About 9% of students fall in this range.

Vehicle speeds again (mean 71, SD 8). A new speed limit will be set so that 10% of vehicles exceed it. What should the new limit be?

qnorm(0.90, mean = 71, sd = 8)
[1] 81.25241

The new speed limit should be about 81 mph — 90% of vehicles travel at or below this speed.

R Translation Guide

Statistical question R function
Exact Binomial probability \(P(Y=k)\) dbinom(k, size = n, prob = pi)
Cumulative Binomial probability \(P(Y\le k)\) pbinom(k, size = n, prob = pi)
Normal cumulative probability \(P(Y\le x)\) pnorm(x, mean = mu, sd = sigma)
Normal percentile / quantile qnorm(q, mean = mu, sd = sigma)

Connecting It All Together

A Bernoulli model describes one yes/no outcome with parameter \(\pi\); summing many Bernoulli outcomes gives a Binomial model, and as trials grow large, that Binomial model is often well approximated by a Normal distribution.

This connects:

  • Individual randomness (Bernoulli) — 1 person
  • Repeated processes (Binomial) — 10 people
  • Continuous approximation and inference tools (Normal) — 100 people

The Ladder, Visually

One trial → many trials → smooth approximation, all with \(\pi = 0.6\):

Same event, three levels of analysis. This is the logic that powers the rest of the course.

Key Takeaways

  • Random variables represent uncertainty numerically
  • Probability distributions assign probabilities to possible values
  • Bernoulli models one binary trial → mean is \(\pi\)
  • Binomial models the sum of many Bernoulli trials → mean is \(n\pi\)
  • Normal approximates the Binomial when \(n\) is large
  • Statistical inference uses sample statistics to learn about model parameters

One trial (Bernoulli) → many trials (Binomial) → smooth large-sample pattern (Normal)

Why This Matters for the Rest of the Semester

  • Next week (Week 7): sampling distributions build directly on this Binomial-to-Normal logic
  • Weeks 8-9: confidence intervals and hypothesis tests rely on Normal-based approximations
  • Later regression units: model interpretation and uncertainty quantification use the same distributional thinking

Today is not isolated content.
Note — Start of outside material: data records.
PR #597, opened 2018-08-10
[MM-11170] Fix unreads for deleted users

sudheerDev:
#### Summary
Fixes unread for deleted users

#### Ticket Link
[MM-11170](https://mattermost.atlassian.net/browse/MM-11170)

#### Checklist

#### Test Information

### DIFF
--- a/src/selectors/entities/channels.js
+++ b/src/selectors/entities/channels.js
@@ -23,7 +23,7 @@ import {
 import {getLastPostPerChannel, getAllPosts} from 'selectors/entities/posts';
 import {getCurrentTeamId, getCurrentTeamMembership} from 'selectors/entities/teams';
 import {haveICurrentChannelPermission} from 'selectors/entities/roles';
-import {isCurrentUserSystemAdmin} from 'selectors/entities/users';
+import {isCurrentUserSystemAdmin, getCurrentUserId} from 'selectors/entities/users';
 
 import {
     buildDisplayableChannelList,
@@ -306,20 +306,33 @@ export const getMembersInCurrentChannel = createSelector(
 export const getUnreads = createSelector(
     getAllChannels,
     getMyChannelMemberships,
-    (channels, myMembers) => {
+    getUsers,
+    getCurrentUserId,
+    (channels, myMembers, users, currentUserId) => {
         let messageCount = 0;
         let mentionCount = 0;
         Object.keys(myMembers).forEach((channelId) => {
             const channel = channels[channelId];
             const m = myMembers[channelId];
+
             if (channel && m) {
+                let otherUserId;
                 if (channel.type === 'D') {
-                    mentionCount += channel.total_msg_count - m.msg_count;
+                    otherUserId = getUserIdFromChannelName(currentUserId, channel.name);
+                    if (users[otherUserId]) {
+                        mentionCount += channel.total_msg_count - m.msg_count;
+                    }
                 } else if (m.mention_count > 0) {
                     mentionCount += m.mention_count;
                 }
                 if (m.notify_props && m.notify_props.mark_unread !== 'mention' && channel.total_msg_count - m.msg_count > 0) {
-                    messageCount += 1;
+                    if (channel.type === 'D') {
+                        if (users[otherUserId]) {
+                            messageCount += 1;
+                        }
+                    } else {
+                        messageCount += 1;
+                    }
                 }
             }
         });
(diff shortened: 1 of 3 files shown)


src/selectors/entities/channels.js
```diff
@@ -306,20 +306,33 @@ export const getMembersInCurrentChannel = createSelector(
...
         Object.keys(myMembers).forEach((channelId) => {
             const channel = channels[channelId];
             const m = myMembers[channelId];
+
             if (channel && m) {
+                let otherUserId;
                 if (channel.type === 'D') {
-                    mentionCount += channel.total_msg_count - m.msg_count;
+                    otherUserId = getUserIdFromChannelName(currentUserId, channel.name);
+                    if (users[otherUserId]) {
```
enahum: don't you need to also check if the other user is not deleted? you may have it in the store cause it was previously loaded or something...

src/selectors/entities/channels.js
```diff
@@ -306,20 +306,33 @@ export const getMembersInCurrentChannel = createSelector(
...
+                        mentionCount += channel.total_msg_count - m.msg_count;
+                    }
                 } else if (m.mention_count > 0) {
                     mentionCount += m.mention_count;
                 }
                 if (m.notify_props && m.notify_props.mark_unread !== 'mention' && channel.total_msg_count - m.msg_count > 0) {
-                    messageCount += 1;
+                    if (channel.type === 'D') {
+                        if (users[otherUserId]) {
```
enahum: same here

src/selectors/entities/channels.js
sudheerDev: >don't you need to also check if the other user is not deleted

I didn't get you which `other user` you are referring to? . DM is between two users so, I am checking for the user other than the currentUser here.

Reagrding store:
Web: Deleted user will be part of redux store till a refreash. User will continue to see unread undicator and deleted user in LHS so, they can visit the DM and it clear automatically or they can refreash in this case deleted user will no longer be available in LHS and in store along with decreased unread count as it is supposed to be.

Mobile: Same case with mobile but here it is till clear cache.

enahum: Sorry I needed to make this clearer, other user means the second user in the DM that is not the current user.

Just for the fact that you need to refresh or clear the cache means that the user might still be in the redux state and the unread counts will include messages from this user, so you need to check that the user is in the store and deleted_at equals to 0

sudheerDev: > other user means the second user in the DM that is not the current user.

Yes, i am referring to the other user(Not the current one). We only look for other user data in store.

> Just for the fact that you need to refresh or clear the cache means that the user might still be in the redux state and the unread counts will include messages.

Yes, Please read the above comment once again. Deleted user is not removed from the store immediately. So till a refreash or clear cache you will see the user in LHS. But i dont see how this messes up with unread Logic.

If user is present in redux store or in cache you will see them in LHS and unread count appropriately i.e (Unread count)  so i dont see a descripanacy because it adds up to the count.

After refreash or clear cache unread count still adds up because `otherUser` is not part of LHS or in cache so - (unread count - deleted users count)

Regarding `deleted_at` i think you meant to say check for !== 0 but this probably is a bug in CLI as deleted_at is always zero for DM channels objects.

src/selectors/entities/channels.js
enahum: ok I can see what you mean..

2 things:
1. needs rebase
2. should we use the release-5.2 branch for this?

src/selectors/entities/channels.js
enahum: ok I can see what you mean..

2 things:
1. needs rebase
2. should we use the release-5.2 branch for this?

sudheerDev: I don't know if we should consider it for 5.2 as this is not a regression and it touches unread logic.

If this should be considered then i can rebase and raise it against 5.2

saturninoabril: > Regarding deleted_at i think you meant to say check for !== 0 but this probably is a bug in CLI as deleted_at is always zero for DM channels objects.

I believed it's not to DM channel but to the other user, like:
```javascript
if (users[otherUserId] && users[otherUserId].delete_at > 0)
```

sudheerDev: `but to the other user, like:` are you saying this needs to be added for channel?

I noticed one bug when testing this. For a just archived channel with unreads the count is not in sync with LHS. I will fix this and push a commit.

saturninoabril: Oh no, sorry.  I was thinking something like: 
```javascript
if (users[otherUserId] && users[otherUserId].delete_at === 0)
```

enahum:
@sudheerDev this needs a rebase

enahum:
and I think it should point to the release-5.2 branch?

src/selectors/entities/channels.js
```diff
@@ -306,20 +306,33 @@ export const getMembersInCurrentChannel = createSelector(
...
             const channel = channels[channelId];
             const m = myMembers[channelId];
+
             if (channel && m) {
+                let otherUserId;
                 if (channel.type === 'D') {
-                    mentionCount += channel.total_msg_count - m.msg_count;
-                } else if (m.mention_count > 0) {
+                    otherUserId = getUserIdFromChannelName(currentUserId, channel.name);
+                    if (users[otherUserId] && users[otherUserId].delete_at === 0) {
```
mkraft: you could instantiate a variable for `users[otherUserId]` instead of accessing the array twice

sudheerDev:
Closing this as it is already merged

PR #602, opened 2018-08-14
New sidebar feature fixed

csduarte:
#### Summary
Bringing back the sidebar feature after a regression with the unread channels indicator on the web side.
Old PR: https://github.com/mattermost/mattermost-webapp/pull/1374

Nothing has changed in the redux library.

#### Checklist
- [x] Ran `make test` to ensure unit and component tests passed
- [x] Has redux changes (please link)
- [x] Has UI changes
- [x] Includes text changes and localization file ([.../i18n/en.json](https://github.com/mattermost/mattermost-webapp/blob/master/i18n/en.json)) updates


src/selectors/entities/channels.js
```diff
@@ -754,3 +823,172 @@ export const filterPostIds = (condition) => {
...
+export const getAllSortedChannelIds = createIdsSelector(
+    getUnreadChannelIds,
+    getFavoritesPreferences,
+    getAllChannelIds,
+    (state, lastUnreadChannel, unreadsAtTop = true) => unreadsAtTop,
+    (state, lastUnreadChannel, unreadsAtTop, favoritesAtTop = true) => favoritesAtTop,
+    filterChannels,
+);
+
+export const getOrderedChannelIds = (state, lastUnreadChannel, grouping, sorting, unreadsAtTop, favoritesAtTop) => {
```
hmhealey: This needs to be memoized since the Sidebar component in the webapp and the ChannelsList in the mobile app are calling this in mapStateToProps, but that's understandably hard because of how much goes into this function to make the output possibly changed.

While `createSelector` won't work because this requires the whole state be passed in, you could attempt to memoize it after the sections have been created since `getSortedPublicChannelIds` and such appear to be memoized correctly. Something like this would probably work to return the same channel arrays even if something unrelated in the store has changed.
```javascript
export const getOrderedChannelIds = () => {
    let lastChannels;

    const hasChannelsChanged = (channels) => {
        if (!lastChannels || lastChannels.length !== channels.length) {
            return true;
        }

        for (let i = 0; i < channels.length; i++) {
            if (channels[i].type !== lastChannels[i].type || channels[i].items !== lastChannels[i].items) {
                return true;
            }
        }

        return false;
    };

    return (state, lastUnreadChannel, grouping, sorting, unreadsAtTop, favoritesAtTop) => {
        const channels = ...; // Do everything like it's currently done to construct channels

        if (hasChannelsChanged(channels)) {
            lastChannels = channels;
        }

        return lastChannels;
    };
}();
```

src/selectors/entities/channels.js
```diff
@@ -754,3 +823,172 @@ export const filterPostIds = (condition) => {
...
+    const channels = [];
+
+    if (grouping === 'by_type') {
+        channels.push({
+            type: 'public',
+            name: 'PUBLIC CHANNELS',
```
hmhealey: It doesn't look like this `name` field is being used anywhere, so it can probably be removed. If it is being used, can you make sure that wherever is using it is localizing it properly?

src/selectors/entities/sidebar.js
```diff
@@ -0,0 +1,48 @@
...
+        );
+    },
+    (state) => {
+        const sidebarPreference = getPreference(
+            state,
+            Preferences.CATEGORY_SIDEBAR_SETTINGS,
+            '',
+            null
+        );
+        return JSON.parse(sidebarPreference);
```
hmhealey: `JSON.parse` will return a new object each time, so it should be moved into the result function to prevent this from being memoized properly

src/selectors/entities/sidebar.js
```diff
@@ -0,0 +1,48 @@
...
+import {getBool as getBoolPreference, get as getPreference} from 'selectors/entities/preferences';
+
+const defaultSidebarPrefs = {
+    grouping: 'by_type',
+    unreads_at_top: 'true',
+    favorite_at_top: 'true',
+    sorting: 'alpha',
+};
+
+export const getSidebarPreferences = createSelector(
```
hmhealey: Could you move this into `selectors/entities/preferences` since `sidebar` isn't an entity?

miguelespinoza:
Thanks for the feedback @hmhealey. I'm hoping to take a look at it today and tomorrow

miguelespinoza:
Just a heads up, we had to put this on hold.  Currently we have some top priority tasks for the upcoming weeks.
I'm hoping I can squeeze sometime next week to address this feedback but that's not certain

hmhealey:
Thanks for the heads up. Definitely understand since we're doing the same for some other features.

src/selectors/entities/channels.js
miguelespinoza: It's used in the webapp and it's being localized

src/selectors/entities/channels.js
```diff
@@ -463,29 +495,21 @@ export const getUnreadChannelIds = createIdsSelector(
...
+    (currentUser, profiles, channels, myMembers, unreadIds, settings) => {
         // If we receive an unread for a channel and then a mention the channel
         // won't be sorted correctly until we receive a message in another channel
         if (!currentUser) {
             return [];
         }
 
-        const locale = currentUser.locale || General.DEFAULT_LOCALE;
-        const allUnreadChannels = unreadIds.map((id) => {
+        const allUnreadChannels = unreadIds.filter((u) => u).map((id) => {
```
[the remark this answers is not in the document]
miguelespinoza: Last I check I was getting falsy ids.  Some where null.  I could check if that's still a problem

miguelespinoza:
Hey @hmhealey, just a heads up.  We plan on getting this in shape for merging.  I'm addressing your feedback and would greatly appreciate any input for getting this in master soon.  Thanks

src/selectors/entities/channels.js
```diff
@@ -198,7 +230,7 @@ export const getChannelsNameMapInCurrentTeam = createSelector(
 );
 
 // Returns both DMs and GMs
-export const getDirectChannels = createSelector(
+export const getAllDirectChannels = createSelector(
```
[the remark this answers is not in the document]
miguelespinoza: Hey @sudheerDev we have a mobile PR for sidebar preference support. We should ensure that it's good to go there

src/selectors/entities/channels.js
```diff
@@ -525,30 +550,34 @@ export const getSortedUnreadChannelIds = createIdsSelector(
...
+);
+
+export const getSortedUnreadChannelIds = createIdsSelector(
+    getUnreadChannelIds,
+    getFavoritesPreferences,
+    (state, lastUnreadChannel, unreadsAtTop, favoritesAtTop, sorting = 'alpha') => {
+        return getMapAndSortedUnreadChannelIds(state, lastUnreadChannel, sorting);
+    },
+    (unreadChannelIds, favoritePreferences, mappedAndSortedUnreadChannelIds) => {
+        return filterChannels(unreadChannelIds, favoritePreferences, mappedAndSortedUnreadChannelIds, false, false);
```
hmhealey: Since we're always passing false into these last two, can we skip that call entirely?

src/selectors/entities/channels.js
```diff
@@ -491,28 +524,20 @@ export const getUnreadChannelIds = createIdsSelector(
...
+export const getUnreadChannels = createIdsSelector(
     getCurrentUser,
     getUsers,
     getAllChannels,
     getMyChannelMemberships,
     getUnreadChannelIds,
     getTeammateNameDisplaySetting,
-    (state, lastUnreadChannel = null) => lastUnreadChannel,
-    (currentUser, profiles, channels, myMembers, unreadIds, settings, lastUnreadChannel) => {
+    (currentUser, profiles, channels, myMembers, unreadIds, settings) => {
```
hmhealey: I don't think `myMembers` is needed here since the filtering has been removed

src/selectors/entities/channels.js
```diff
@@ -525,30 +550,34 @@ export const getSortedUnreadChannelIds = createIdsSelector(
             }
 
             return c;
-        }).filter((c) => c).sort((a, b) => {
```
sudheerDev: Filter here is used for removing deleted channels re: line 544:546 

```
if (c.delete_at !== 0) {
     return false;
}
```

hmhealey: Really good catch. I didn't see that before. We should actually make it so that a filter is done to remove deleted channels before the map call instead of returning false sometimes. Having mixed return types from the map statement is not something I expected at all, and it definitely causes problems like the one you caught

sudheerDev: I am not a fan of this logic here. I will let miguelespinoza decide if he wants to fix this or leave it as two maps. 
Having a reduce would have done the job rather than mixed return types and two `maps`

It is core infrastructure for the rest of SOC 106.

Questions?

Weekly Assignment #5

Due: Thursday, March 5 by 11:59 PM

Format: Similar to last week’s weekly assignment: mostly a problem set

Important: You will use a little bit of R, so please submit your assignment (and your code!) on bCourses

Paper Proposal (5%)

A two-page double-spaced proposal for your final paper is due on bCourses by Thursday, February 26 at 11:59 PM. Here’s an example.
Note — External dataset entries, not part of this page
PR #612, opened 2018-08-23
add getChannelTimezone to redux

cpanato:
#### Summary
Add the getChannelTimezone to redux 

#### Ticket Link
N/a

#### Other Prs:
webapp: https://github.com/mattermost/mattermost-webapp/pull/1607
server: https://github.com/mattermost/mattermost-server/pull/9286
api reference: https://github.com/mattermost/mattermost-api-reference/pull/387

#### Checklist

#### Test Information
This PR was tested on: mac ox 10.13.6


jasonblais:
@lieut-data @jwilander Here is the associated Redux PR for https://github.com/mattermost/mattermost-server/pull/9286

src/actions/channels.js
```diff
@@ -467,6 +467,35 @@ export function getChannelAndMyMember(channelId) {
     };
 }
 
+export function getChannelTimezones(channelId) {
+    return async (dispatch, getState) => {
+        dispatch({type: ChannelTypes.GET_CHANNELS_TIMEZONE_REQUEST}, getState);
```
hmhealey: `dispatch` doesn't actually take a second argument, so we don't need to pass `getState` into it

src/actions/channels.js
```diff
@@ -467,6 +467,35 @@ export function getChannelAndMyMember(channelId) {
...
+        let channelTimezones;
+        try {
+            const channelTimezonesRequest = Client4.getChannelTimezones(channelId);
+
+            channelTimezones = await channelTimezonesRequest;
+        } catch (error) {
+            forceLogoutIfNecessary(error, dispatch, getState);
+            dispatch(batchActions([
+                {type: ChannelTypes.GET_CHANNELS_TIMEZONE_FAILURE, error},
+                logError(error)(dispatch),
```
hmhealey: Similarly, we don't need to explicitly pass `dispatch` into this since it'll be handled by the outer `dispatch`

src/actions/channels.js
```diff
@@ -467,6 +467,35 @@ export function getChannelAndMyMember(channelId) {
...
+        }
+
+        dispatch(batchActions([
+            {
+                type: ChannelTypes.GET_CHANNELS_TIMEZONE_SUCCESS,
+                data: channelTimezones,
+            },
+        ]), getState);
+
+        return {data: channelTimezones};
```
hmhealey: I'm not sure how I feel about a Redux action that doesn't persist it's results to the store, but at the same time, I don't think it necessarily makes sense to add this data to the store since it's only used for this one-off action.

I think I'm good with how this is done for now since we can always move it into the store if we need to later

cpanato:
@hmhealey PTAL

src/actions/channels.js
cpanato: done

src/actions/channels.js
cpanato: done

PR #615, opened 2018-08-27
Feature/search after before on

dmitrysamuylovpharo:
#### Summary
Modified Search Posts api to accept an object with parameters to support passing of additional parameters and specifically of time zone offset value for date based flag searches to allow the server to perform those in the context of the client's time zone

#### Ticket Link
N/A

#### Checklist
N/A

#### Test Information
Mac OSX desktop client

### DIFF
--- a/src/actions/search.js
+++ b/src/actions/search.js
@@ -64,7 +64,8 @@ export function searchPostsWithParams(teamId, params, includeDeletedChannels = f
                 type: SearchTypes.RECEIVED_SEARCH_TERM,
                 data: {
                     teamId,
-                    params,
+                    terms: params.terms,
+                    isOrSearch: params.is_or_search,
                 },
             },
             {
--- a/src/actions/search.js
+++ b/src/actions/search.js
@@ -34,13 +34,13 @@ function getMissingChannelsFromPosts(posts) {
     };
 }
 
-export function searchPosts(teamId, terms, isOrSearch = false, includeDeletedChannels = false) {
+export function searchPostsWithParams(teamId, params, includeDeletedChannels = false) {
     return async (dispatch, getState) => {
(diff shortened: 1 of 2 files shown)


src/client/client4.js
```diff
@@ -1476,15 +1476,19 @@ export default class Client4 {
...
 
         return this.doFetch(
             `${this.getTeamRoute(teamId)}/posts/search?include_deleted_channels=${includeDeletedChannels}`,
-            {method: 'post', body: JSON.stringify({terms, is_or_search: isOrSearch})}
+            {method: 'post', body: JSON.stringify(params)}
         );
     };
 
+    searchPosts = async (teamId, terms, isOrSearch, includeDeletedChannels = false) => {
+        this.searchPostsWithParams(teamId, {terms, is_or_search: isOrSearch}, includeDeletedChannels);
```
hmhealey: This should be `return this.searchPostsWithParams(...);` in case anyone wants to wait on this request

src/actions/search.js
```diff
@@ -64,8 +64,7 @@ export function searchPosts(teamId, terms, isOrSearch = false, includeDeletedCha
                 type: SearchTypes.RECEIVED_SEARCH_TERM,
                 data: {
                     teamId,
-                    terms,
-                    isOrSearch,
+                    params,
```
hmhealey: The reducer that handles this action still expects to the `terms` and `isOrSearch` fields, so you should either update the reducer to use `params` or just pass them with their previous names like
```javascript
data: {
    teamId,
    terms: params.terms,
    isOrSearch: params.is_or_search,
}
```

hmhealey:
As for the tests failing, I think it's due to the missing `return` statement noted above

dmitrysamuylovpharo:
@enahum it defaults to UTC on the server if you don't supply it here

PR #617, opened 2018-08-28
MM-11696 Factor out marking GMs open to a separate action

jwilander:
#### Summary
Factor out marking GMs open to a separate action so it can be called by the web app when needed.

#### Ticket Link
https://mattermost.atlassian.net/browse/MM-11696

#### Checklist

### DIFF
--- a/src/actions/channels.js
+++ b/src/actions/channels.js
@@ -159,6 +159,19 @@ export function createDirectChannel(userId, otherUserId) {
     };
 }
 
+export function markGroupChannelOpen(channelId) {
+    return async (dispatch, getState) => {
+        const {currentUserId} = getState().entities.users;
+
+        const preferences = [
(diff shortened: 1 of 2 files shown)


src/actions/channels.js
```diff
@@ -209,10 +217,6 @@ export function createGroupChannel(userIds) {
                 type: ChannelTypes.RECEIVED_MY_CHANNEL_MEMBER,
                 data: member,
             },
-            {
```
lieut-data: I'm guessing `savePreferences` already effected this action?

enahum: That action is being received by the websocket if i’m not mistaken

jwilander: Yes, it already effects this through the redux offline dispatch

PR #10, opened 2015-02-11
refactor(pre): use `gitHead` information from registry

### LINKED ISSUE #8: Use `gitHead` information from registry
In the `prepublish` step the git commit ref of the latest version is retrieved by complex git command execution.

However when retrieving the info from the npm registry about the last published version we also get the git ref of the last version published for free by npm :)

This simplifies the command and also removes the need to manually `git fetch --tags` for local preview.

christophwitzko:
This PR closes #8.


christophwitzko:
@boennemann i am on it!

boennemann:
@christophwitzko While I like the code I dislike the structure; there are now three libs that are almost one and the same thing (`latestRelease.js` (if anything this should be `latest-release.js`), `version.js` and `registry.js`)

I'd prefer to have something like `npm-info.js` that provides the info from the registry and handles all errors regarding that in this location.
The info is then just passed onto the type analyzer and `semver.inc` (or `npm version` see #11), which would also make the code sync for both of these tasks.

boennemann:
Thank you so much for your patience @christophwitzko :heartbeat:

christophwitzko:
Thank you! :ok_hand:

PR #36, opened 2015-06-01
Print a nicer error message, when there is no repo URL defined in package.json

janl:


src/setup.js
```diff
@@ -26,6 +26,9 @@ module.exports = function () {
   // set up repository
   if (!pkg.repository || !pkg.repository.url) {
     var config = ini.decode(fs.readFileSync('./.git/config') + '')
+    if (!config['remote "origin"'] || config['remote "origin"'].url) {
+      throw new Error('your package.json does not define a repo URL');
```
boennemann:
```
standard: Use JavaScript Standard Style (https://github.com/feross/standard)
  /home/travis/build/boennemann/semantic-release/src/setup.js:30:70: Extra semicolon.
```
;)

janl: fixed in latest

boennemann:
Thank you @janl. This will be addressed by future versions of 4.x

PR #39, opened 2015-06-10
refactor: use babel and add coverage reports

boennemann:


christophwitzko:
LGTM :+1:

src/lib/commits.js
```diff
@@ -0,0 +1,23 @@
+import { exec } from 'child_process'
+
+import { efh } from './error'
```
rmehner: FYI: In my recent Babel project I got back to use the regular `require` again, since module loading was recently kicked out of the spec (https://github.com/lukehoban/es6features/issues/75#issuecomment-97763850) and I wanted to keep the code as standard compatible as possible.

boennemann: Oh nice to know thanks. I'll backport this then after I'm done with the tests.
Argh this PR is so huge already :grimacing:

Your proposal should include:

  1. Research question - What are you trying to answer?
  2. Why it matters - Why should we care about this question?
  3. Hypotheses - What do you think the answer is, and why?
  4. Data source - What dataset will you use?
  5. Key variables - Identify your independent and dependent variables

Note: You do not need to discuss statistical techniques at this point.

In-class Lab #3

Let’s practice some of what we learned today:

  1. Download lab3.qmd from bCourse under “assignments” > “Lab #3”
  2. Place lab3.qmd in your labs folder.
  3. Use the Explorer button on the left to find and open lab3.qmd
  4. Let’s work through it together!